Au lendemain d’une frappe israélienne sur la banlieue sud de Beyrouth, dimanche 8 juin, les bombardements continuent de toucher le sud et l’est du pays. Des attaques qui coûtent des vies, mais détruisent aussi les moyens de subsistance de nombreuses familles. Parmi les armes utilisées par l’armée israélienne figure parfois le phosphore blanc. Dernier cas signalé : un bombardement sur la ville de Nabatieh, documenté par l’ONG Green Southerners. Rencontre avec des agriculteurs qui ont déjà subi les conséquences de ces frappes.

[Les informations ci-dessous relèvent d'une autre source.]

PR #4583, opened 2016-07-05
Define redis url for publisher

mgrassotti:
Define environment constants for publisher, in order to configure the
govuk_sidekiq gem properly.

### DIFF
--- a/modules/govuk/manifests/apps/publisher.pp
+++ b/modules/govuk/manifests/apps/publisher.pp
@@ -38,6 +38,8 @@ class govuk::apps::publisher(
     $secret_key_base = undef,
     $mongodb_name = undef,
     $mongodb_nodes = undef,
+    $redis_host = 'redis-1.backend',
+    $redis_port = '6379',
   ) {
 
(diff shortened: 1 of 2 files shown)


mgrassotti:
This is related to https://github.com/alphagov/publisher/pull/483

alexmuller:
I think this is similar to the comment I added on #4582.

modules/govuk/manifests/apps/publisher.pp
```diff
@@ -106,5 +108,11 @@
       app     => 'publisher',
       varname => 'SECRET_KEY_BASE',
       value   => $secret_key_base;
+    "${title}-REDIS_HOST":
+      varname => 'REDIS_HOST',
```
boffbowsh: This is missing the `app` variable, which is why the tests are failing

mgrassotti: 👍 thanks

boffbowsh:
LGTM merge on Thursdasy 👍

PR #4587, opened 2016-07-05
Link checker nagios passive check

brenetic:
We are adding a passive check for Local Links Manager to Icinga. 

Also adding a generic wrapper for communicating. Please read the commits for extra info.

[Trello card](https://trello.com/c/KBT9RC9q/406-check-the-status-code-of-links)

[Related PR](https://github.com/alphagov/local-links-manager/pull/29)


alexmuller:
I think this is a good approach. It means that every machine will have a script at `/usr/local/bin/notify_passive_check` which can be used to notify Icinga of the result of a passive check.

Our `send_nsca` logic is duplicated all over this Puppet repo and we should refactor those uses to use this script as we touch those parts of the code.

:+1: from me.

PR #4590, opened 2016-07-06
Set redis env variables for whitehall

mgrassotti:
Add the constants definition to the environment variables. 
They are used by the govuk_sidekiq gem.

It was missing in the previous PR.


boffbowsh:
👍  merge on Thursday

PR #4592, opened 2016-07-06
Correct indentation in jenkins job yaml

MatMoore:
Currently puppet can't apply this configuration because the yaml parser
throws an exception:

     yaml.scanner.ScannerError: mapping values are not allowed here


gpeng:
:+1: when 🍏

PR #4593, opened 2016-07-06
Fix Grafana apt repo package path and release name

steventux:
According to the docs, the debian path and release name should be used for Ubuntu:
http://docs.grafana.org/installation/debian/

### DIFF
--- a/modules/govuk/manifests/node/s_apt.pp
+++ b/modules/govuk/manifests/node/s_apt.pp
@@ -70,8 +70,8 @@ class govuk::node::s_apt (
       release  => 'stable',
       key      => '46095ACC8548582C1A2699A9D27D666CD88E42B4';
     'grafana':
-      location => 'https://packagecloud.io/grafana/stable/ubuntu',
-      release  => 'trusty',
+      location => 'https://packagecloud.io/grafana/stable/debian',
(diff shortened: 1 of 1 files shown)


modules/govuk/manifests/node/s_apt.pp
```diff
@@ -70,8 +70,8 @@
       release  => 'stable',
       key      => '46095ACC8548582C1A2699A9D27D666CD88E42B4';
     'grafana':
-      location => 'https://packagecloud.io/grafana/stable/ubuntu',
-      release  => 'trusty',
+      location => 'https://packagecloud.io/grafana/stable/debian',
+      release  => 'wheezy',
```
alexmuller: I think this should probably be `jessie`:

```
alexmuller@integration-apt-1:~$ cat /etc/debian_version 
jessie/sid
```

steventux: OK, agree - looks like packagecloud have that release https://packagecloud.io/app/grafana/stable/search?dist=debian%2Fjessie

steventux:
@alexmuller updated to `jessie`.

alexmuller:
Thanks, looks good to me :+1:

PR #4594, opened 2016-07-06
Migrate PaaS domains in Signon after staging data sync

alexmuller:


rjw1:
Good approach. :+1: i think the code looks fine.

PR #4864, opened 2016-09-13
Turn on slow query logging for Whitehall MySQL slaves

steventux:
We've seen some load spikes on whitehall-mysql-slave-1 and some
subsequent slow whitehall-frontend responses, 5xx spikes so turn on slow query log as part of
ongoing analysis.

### DIFF
--- a/modules/govuk/manifests/node/s_whitehall_mysql_slave.pp
+++ b/modules/govuk/manifests/node/s_whitehall_mysql_slave.pp
@@ -7,6 +7,9 @@ class govuk::node::s_whitehall_mysql_slave inherits govuk::node::s_base {
     tmp_table_size        => '256M',
     max_heap_table_size   => '256M',
     innodb_file_per_table => true,
+    # FIXME
+    # Slow query log is turned ON for a short period of analysis.
+    slow_query_log        => true,
   }
   include govuk_mysql::server::slave
 


boffbowsh:
What's the default threshold of a slow query?

alexmuller:
We [should have this in staging already](https://github.com/alphagov/govuk-puppet/blob/b76660fe1a2bd74dc182af1b80427e31a0ed9868/hieradata/staging.yaml#L79), do we need it in production?

steventux:
@boffbowsh: https://github.com/alphagov/govuk-puppet/blob/master/modules/govuk_mysql/manifests/server.pp#L61  `1`

boffbowsh:
@alexmuller it's likely to be just a temporary measure to help debug the Whitehall issues.

👍  from me but will wait for Alex's approval

alexmuller:
Can you add a `FIXME` so we remember to switch it off again when we're done?

Happy with this as long as we think there are going to be differences between staging and production (`/var/log/mysql/mysql-slow.log` exists in staging).

steventux:
I'll have a look on staging and see what's been logged before thinking about putting this into production then, it should be very similar given traffic replay, thanks @alexmuller

steventux:
OK I'm gonna merge this, we experienced a spike in 502s and 504s on production a few minutes ago which traffic replay did not generate in staging.
Also (this is a reckon so please correct if untrue) replication is triggered by writes to master, and replication will invalidate the query cache which will influence the performance of the db.

PR #4865, opened 2016-09-13
EFG Training application

surminus:
This adds the configuration required to create the EFG Training application. It also removes and renames a parameter from the original EFG application, as well as adding some class docs.

/cc @alexmuller regarding SSL stuffs


alexmuller:
I think there will be some changes to the deployment repo at the same time:

- Renaming in line with the parameter change here
- Adding a new password for the training database in staging and production

alexmuller:
The vhost for `efg-training` should probably be hyphenated in `hieradata/common.yaml`, `hosts::development::apps` in `hieradata/development.yaml`, and the `govuk::app` and `govuk::app::envvar` in `modules/govuk/manifests/apps/efg_training.pp`.

Also the port for the training app will have to be different to the port for the normal app because they're running on the same box.

surminus:
Have updated it, however, in [`development.yaml`](https://github.com/alphagov/govuk-puppet/blob/master/hieradata/development.yaml#L17-L97) I kept it as underscore as per the convention from the rest of the apps listed.

djsd123:
The issue when running both training and efg on the same host is that you get conflicts. Seems `EFG_HOST` needs the value of `training` for running this app in training mode. See `training_mode.rb`.

alexmuller:
I think this is ok because `govuk::apps::efg_training::vhost_name` matches the regex `ENV["EFG_HOST"] =~ /training/` in each environment. The Puppet error that's happening is because there are 2 resources with the same name on the same machine.

alexmuller:
This is [an example of how we have multiple of the same environment variables on the same machine](https://github.com/alphagov/govuk-puppet/blob/563f9cd09a6e6d9bd49550e7bc44da6b2162490b/modules/govuk/manifests/apps/publishing_api.pp#L105-L124).

djsd123:
Made a slight change per the example from the publishing API.

surminus:
I think this looks good now, but I originally wrote it so probably need review from @alexmuller or @deanwilson

alexmuller:
Getting some errors from this:

```
Error: Could not retrieve catalog from remote server: Error 400 on SERVER: Invalid relationship: File[/etc/govuk/efg-training/env.d/EFG_HOST] { notify => Govuk::App::Service[efg-training] }, because Govuk::App::Service[efg-training] doesn't seem to be in the catalog
```

(I think we might have an underscore/hyphen problem - the vhost should have a hyphen but Puppet resources should have an underscore.)

PR #4867, opened 2016-09-14
Revert monitoring value back to 8 minutes.

deanwilson:
We changed the value in ad9dd9 to cause less alerts
to be raised for a self correcting problem. This change didn't
prevent issues so we're reverting it back to the older, more tested,
value.


tijmenb:
:th

PR #4869, opened 2016-09-14
Link Deploys of EFG and EFG_TRAIN

djsd123:
Part of the EFG road map.
What
The stipulation on the deployment of the newly hosted EFG app is that EFG_Training must be deployed every time EFG (prod) is deployed.  Doing this within
the current 'Deploy_App' Jenkins job would prove quite complicated so we opted for a separate deploy job in Jenkins.

How
Created a new job template specifically for EFG/EFG_Training.
Statically set choice parameters as opposed to a generated list from a rake task.
Defined new post build task 'Trigger-Parameterized-Build'.  This will trigger the same Jenkins job it's defined in with the `TARGET_APPLICATION`parameter set to 'EFG_TRAINING'.

### DIFF
--- a/hieradata/common.yaml
+++ b/hieradata/common.yaml
@@ -22,7 +22,7 @@ deployable_applications: &deployable_applications
   - courts-api
   - courts-frontend
   - designprinciples
-  - EFG
+  - efg-training
   - email-alert-api
   - email-alert-frontend
   - email-alert-monitor
--- a/modules/govuk_jenkins/templates/jobs/deploy_efg.yaml.erb
+++ b/modules/govuk_jenkins/templates/jobs/deploy_efg.yaml.erb
@@ -1,0 +1,79 @@
+---
+- scm:
+    name: alphagov-deployment_Deploy_App
+    scm:
+        - git:
+            url: git@github.com:alphagov/govuk-app-deployment.git
+            branches:
+              - master
+            wipe-workspace: true
+
+- job:
+    name: Deploy_EFG
+    display-name: Deploy_EFG
+    project-type: freestyle
+    description: "<% if @environment != 'integration' %><a href=\"http://www.flickr.com/photos/fatty/9158066939/\">\r\n  <img src=\"https://farm3.staticflickr.com/2835/9158066939_374360ed56_n.jpg\">\r\n</a>\r\n<% end %><h2>You can monitor the application health using the <a href=\"https://grafana.<%= @app_domain %>/#/dashboard/file/application_http_error_codes.json\">4XX and 5XX status dashboard</a></h2>\r\n"
+    <%- if @auth_token -%>
+    auth-token: <%= @auth_token %>
+    <%- end -%>
+    properties:
+        - github:
+            url: https://github.com/alphagov/govuk-app-deployment
+    scm:
+      - alphagov-deployment_Deploy_App
+    builders:
+        - shell: |
+            #!/usr/bin/env bash
+            export DEPLOY_TO="<%= @environment -%>"
+            export DEPLOY_TASK="$DEPLOY_TASK"
+            export TAG="$TAG"
+            export ORGANISATION="<%= @environment -%>"
+            export CI_DEPLOY_JENKINS_API_KEY="<%= @ci_deploy_jenkins_api_key -%>"
+
+            if [ "$DEPLOY_FROM_GITHUB_ENTERPRISE" == "true" ]; then
+              export GIT_ORIGIN_PREFIX="git@github.gds:gds-production-backup"
+            fi
+
+            ./jenkins.sh
+        - trigger-parameterized-builds:
+            - project: Deploy_EFG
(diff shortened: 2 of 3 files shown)


modules/govuk_jenkins/templates/jobs/deploy_efg.yaml.erb
```diff
@@ -0,0 +1,80 @@
...
+            if [ "$DEPLOY_FROM_GITHUB_ENTERPRISE" == "true" ]; then
+              export GIT_ORIGIN_PREFIX="git@github.gds:gds-production-backup"
+            fi
+
+            ./jenkins.sh
+        - trigger-parameterized-builds:
+            - project: Deploy_EFG
+              predefined-parameters: |
+                TARGET_APPLICATION=EFG_TRAINING
+                TARGET_APPLICATION_GIT_REPO=$WORKSPACE/$TARGET_APPLICATION
```
surminus: This probably needs to the be same repo (i.e. not `$TARGET_APPLICATION`)

modules/govuk_jenkins/templates/jobs/deploy_efg.yaml.erb
```diff
@@ -0,0 +1,80 @@
...
+              condition: 'UNSTABLE_OR_BETTER'
```
surminus: I wonder if we should only trigger a deploy of efg-training after a `SUCCESS` status rather than `UNSTABLE_OR_BETTER`

modules/govuk_jenkins/templates/jobs/deploy_efg.yaml.erb
djsd123: Yep. Changed to `EFG`. Thanks

surminus:
I've added an additional commit: f4cd16688d96d7ac6582b1146e9f82b14e1eed9a 

I haven't squashed this so we can see the changes I've made more clearly.

modules/govuk_jenkins/manifests/job/deploy_efg.pp
```diff
@@ -0,0 +1,11 @@
+# == Class: govuk_jenkins::job::deploy_efg
+#
+# Create a file on disk that can be parsed by jenkins-job-builder
+#
+class govuk_jenkins::job::deploy_efg {
+  file { '/etc/jenkins_jobs/jobs/deploy_efg.yaml':
+    ensure  => present,
+    content => template('govuk_jenkins/jobs/deploy_efg.yaml.erb'),
+    notify  => Exec['jenkins_jobs_update'],
+  }
```
alexmuller: Would it be better to include this file resource as part of the `govuk_jenkins::job::deploy_app` class? Otherwise this class will have to be included in the list of Jenkins jobs.

There are lots of variables used in the template like `@ci_deploy_jenkins_api_key` which is undefined here.

hieradata/common.yaml
```diff
@@ -22,7 +22,7 @@ deployable_applications: &deployable_applications
   - courts-api
   - courts-frontend
   - designprinciples
-  - EFG
+  - efg-training
```
alexmuller: We should remove both apps from this list, right? Otherwise `efg-training` will show up as part of the "deploy app" job.

modules/govuk_jenkins/manifests/job/deploy_efg.pp
surminus: Ah, I thought I had removed that variable from the template. It's not required.

surminus:
The way that I thought it would work is that we have a separate Deploy_EFG job, which then triggers the Deploy_App job, which can also be used to deploy `efg-training` as a standalone deployment. This was to avoid Deploy_EFG triggering itself, which would then trigger itself, which would then trigger itself... and so on. 

I guess we should actually only include this job in Staging and Production. If people think there's a better way, maybe by just manually building in the efg-training deploy job into the builder shell itself, then go for it.

hieradata/common.yaml
djsd123: This is intended. EFG will have a separate deploy job which triggers the deploy app job (upon SUCCESS) with EFG_TRAINING as the `TARGET_APP`

modules/govuk_jenkins/templates/jobs/deploy_efg.yaml.erb
```diff
@@ -0,0 +1,75 @@
...
+    scm:
+      - alphagov-deployment_Deploy_EFG
+    builders:
+        - shell: |
+            #!/usr/bin/env bash
+            export DEPLOY_TO="<%= @environment -%>"
+            export DEPLOY_TASK="$DEPLOY_TASK"
+            export TAG="$TAG"
+            export ORGANISATION="<%= @environment -%>"
+            export CI_DEPLOY_JENKINS_API_KEY="<%= @ci_deploy_jenkins_api_key -%>"
```
surminus: I don't think is needed.

PR #4870, opened 2016-09-15
Add environment variables for Devise in EFG

alexmuller:
Configuration should be passed in as environment variables, not using files.


deanwilson:
Merge when green.

PR #4871, opened 2016-09-15
Use api-elasticsearch for calculators-frontend in integration

h-lame:
For: https://trello.com/c/vaecOj9d/493-upgrade-rails-on-licence-finder-2

This is step one towards us getting rid of the 0.90 cluster.

The only deployed app that actually uses elasticsearch directly on
calculators-frontend is licencefinder and it can create it's index from
nothing so we can easily point the servers at a new cluster and create
the data again.

Tariff is still listed as an app for these machines, and it uses
elasticsearch, but it's since been deployed to the PaaS so we can ignore it.

### DIFF
--- a/hieradata/class/integration/calculators_frontend.yaml
+++ b/hieradata/class/integration/calculators_frontend.yaml
@@ -1,0 +1,6 @@
+---
+
+govuk_elasticsearch::local_proxy::servers:
+  - 'api-elasticsearch-1.api'
+  - 'api-elasticsearch-2.api'
+  - 'api-elasticsearch-3.api'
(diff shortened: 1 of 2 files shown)


h-lame:
Flagged as DNM because we need to roll this out with some care:

1. disable puppet on calculators-frontend machines
2. disable puppet on frontend loadbalancer machines
3. take one of the calculators-frontend machines out of the loadbalancer config for licencefinder on both machines and restart nginx
4. apply puppet (using this branch) to the removed calculator-frontend machine to make it use the api-elasticsearch cluster (restart the app if neccessary)
5. run the rake task to recreate the search index on the new elasticsearch cluster
6. check that the old cluster and new cluster have the same documents
7. add the machine back to the loadbalancer config for licencefinder and restart nginx
8. apply puppet (using this branch) to the remaining calculator-frontend machines (restart the app if neccessary)

h-lame:
Removed DNM because I deployed this to integration and it seems to work (thanks to @alexmuller's intervention with the firewall rules).  Ready to review + merge.

PR #4873, opened 2016-09-16
Revert "Turn on slow query logging for Whitehall MySQL slaves"

steventux:
This reverts commit c740b3fbe407e3d7d0d673d07840067eeb990113.

Once we've captured enough information in the slow query log we should turn it off again.


steventux:
@gpeng @boffbowsh we've captured 15MB of slow log since it was turned on yesterday. Are you both happy if I switch off the slow log today?

PR #4874, opened 2016-09-16
Configure Manuals Publisher application

Rosa-Fox:
- Part of the process to rename specialist-publisher to manuals-publisher

### DIFF
--- a/modules/govuk/manifests/apps/manuals_publisher.pp
+++ b/modules/govuk/manifests/apps/manuals_publisher.pp
@@ -1,0 +1,130 @@
+# == Class: govuk::apps::manuals_publisher
+#
+# Publishing App for manuals.
+#
+# === Parameters
+#
+# [*port*]
+#   The port that publishing API is served on.
+#   Default: 3064
+#
+# [*asset_manager_bearer_token*]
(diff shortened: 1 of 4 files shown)


alexmuller:
This looks good to me. I think it's worth removing all references to `nagios_memory_` in this pull request if we're not going to set it - we can add it later if the app ends up needing it.

steventux:
@alexmuller / @deanwilson this PR has been amended, would one of you mind reviewing please.

deanwilson:
It looks fine to me but as this is my first app add i'd like @alexmuller to have the final say.

modules/govuk/manifests/apps/manuals_publisher.pp
```diff
@@ -0,0 +1,130 @@
...
+#
+# [*redis_port*]
+#   Redis port for sidekiq.
+#   Default: 6379
+#
+class govuk::apps::manuals_publisher(
+  $port = 3064,
+  $asset_manager_bearer_token = undef,
+  $email_alert_api_bearer_token = undef,
+  $enabled = false,
```
steventux: Should this be set to `true` initially?

PR #4876, opened 2016-09-19
Add publishing-api envvar for RabbitMQ password

alexmuller:
Rather than using a file which is copied in during deployment.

(...) Sader Hachem a ses terres à Mansouri, proche de la frontière. Une zone bombardée au phosphore blanc le 19 mai dernier, selon l’ONG Greensoutherners. Sa terre n’a pas été directement touchée, mais il s’inquiète :
« Les dégâts seraient imprévisibles, honnêtement. C’est une terre morte. Une terre véritablement morte. Je ne suis même pas sûr que le sol puisse être restauré », se désole Sader Hachem. (...)
Une utilisation documentée à de nombreuses reprises
Arme incendiaire, le phosphore blanc est interdit par le droit international lorsqu’il est utilisé dans des zones civiles fortement peuplées. L’ONG Human Rights Watch a documenté ce genre de cas à de nombreuses reprises. (...)
crédit image : Al Jazeera, CC BY 3.0, via Wikimedia Commons
Les ONG et les autorités libanaises dénoncent une véritable politique de la terre brûlée employée par l’armée israélienne au sud du Liban.